_ASSIGNMENT_
Check each line of the entries below for the word "dvadym", and copy out the ones that have it.

_DATA PROVIDED_

PR #144, opened 2022-01-17
DP Count combiner

dvadym:


pipeline_dp/combiners.py
```diff
@@ -25,3 +30,49 @@ def merge_accumulators(self, accumulator1, accumulator2):
     def compute_metrics(self, accumulator: 'Accumulator'):
         """Computes and returns the result of aggregation."""
         pass
+
+
+class CombinerParams:
+    """Parameters for an combiner.
```
sushkoy, line 36: nit: a combiner

pipeline_dp/combiners.py
```diff
@@ -25,3 +30,49 @@ def merge_accumulators(self, accumulator1, accumulator2):
...
+    def __init__(self, params: CombinerParams):
+        self._params = params
+
+    def create_accumulator(self, values) -> int:
+        return len(values)
+
+    def merge_accumulators(self, accumulator1: int, accumulator2: int):
+        return accumulator1 + accumulator2
+
+    def compute_metrics(self, accumulator: int) -> float:
```
sushkoy, line 76: The parent declaration uses type 'Accumulator', but here we say 'int'. Should we remove 'Accumulator' as the type from the parent class, and just say that any class can be used here?

pipeline_dp/combiners.py
```diff
@@ -25,3 +30,49 @@ def merge_accumulators(self, accumulator1, accumulator2):
...
+            self.aggregate_params.noise_kind)
+
+
+class CountCombiner(Combiner):
+
+    def __init__(self, params: CombinerParams):
+        self._params = params
+
+    def create_accumulator(self, values) -> int:
+        return len(values)
```
sushkoy, line 71: Why does this return length of the array? Maybe we can add some docs to the parent method to document the expectation for the return type.

pipeline_dp/combiners.py
```diff
@@ -25,3 +30,49 @@ def merge_accumulators(self, accumulator1, accumulator2):
     def compute_metrics(self, accumulator: 'Accumulator'):
         """Computes and returns the result of aggregation."""
         pass
+
+
+class CombinerParams:
+    """Parameters for an combiner.
+
+    Wraps epsilon and delta from the MechanismSpec which are lazily loaded.
```
sushkoy, line 38: nit: I'm likely missing some context.. why is that lazily loaded, and where is this loading happens?

nit2: Maybe we can stay less technical in the class doc, and add more comments to the code. Maybe we can say here something like "wraps all the information needed by the combiner to do the differentially-private computation, e.g. privacy budget and mechanism.

WDYT?

pipeline_dp/combiners.py
dvadym: I've added more comments on Combiner based class on how the Combiner framework works and on CountCombiner class. Please check whether it becomes more clear

pipeline_dp/combiners.py
dvadym: Thanks, I've removed type declarations from base class, they are incorrect

dvadym (commented):
Thanks for comments! PTAL

pipeline_dp/combiners.py
```diff
@@ -9,6 +14,18 @@ class Combiner(abc.ABC):
     aggregation state. Combiners contain logic, while accumulators contain data.
     The API of combiners are inspired by Apache Beam CombineFn class.
     https://beam.apache.org/documentation/transforms/python/aggregation/combineperkey/#example-5-combining-with-a-combinefn
+
+    Let we have some dataset X to aggregate. The workflow of running an
```
sushkoy, line 18: (nit) Here's how PipelineDP uses combiners to performs an aggregation on some dataset X:
1. ....

pipeline_dp/combiners.py
```diff
@@ -9,6 +14,18 @@ class Combiner(abc.ABC):
...
+    aggregation with combiners on X is the following:
+    1.Split dataset X on sub-datasets which might be kept in memory.
+    2.Call create_accumulators() for each sub-dataset and keep resulting accumulators.
+    3.Choosing any pair of accumulators and merge them by calling merge_accumulators().
+    4.Continue 3 until 1 accumulator is left.
+    5.Call compute_metrics() for the accumulator that left.
+
+    Assumption: merge_accumulators is associative binary operation.
+
+    The type of the accumulator is specific for each concrete Combiner.
```
sushkoy, line 28: nit: 

The type of accumulator depends on the aggregation performed by this Combiner. For example, this can be a primitive type (e.g. int for a simple "count" aggregation) or a more complex structure (e.g. for "mean")

pipeline_dp/combiners.py
```diff
@@ -9,6 +14,18 @@ class Combiner(abc.ABC):
     aggregation state. Combiners contain logic, while accumulators contain data.
     The API of combiners are inspired by Apache Beam CombineFn class.
     https://beam.apache.org/documentation/transforms/python/aggregation/combineperkey/#example-5-combining-with-a-combinefn
+
+    Let we have some dataset X to aggregate. The workflow of running an
+    aggregation with combiners on X is the following:
+    1.Split dataset X on sub-datasets which might be kept in memory.
```
sushkoy, line 20: supernit: Space after dots

pipeline_dp/combiners.py
sushkoy: Yes that's much clearer, thank you!

sushkoy (approved):

pipeline_dp/combiners.py
dvadym: Thanks!

pipeline_dp/combiners.py
dvadym: Thanks!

_OUTPUT OF THE EXERCISE_
dvadym:
dvadym: I've added more comments on Combiner based class on how the Combiner framework works and on CountCombiner class. Please check whether it becomes more clear
dvadym: Thanks, I've removed type declarations from base class, they are incorrect
dvadym (commented):
dvadym: Thanks!
dvadym: Thanks!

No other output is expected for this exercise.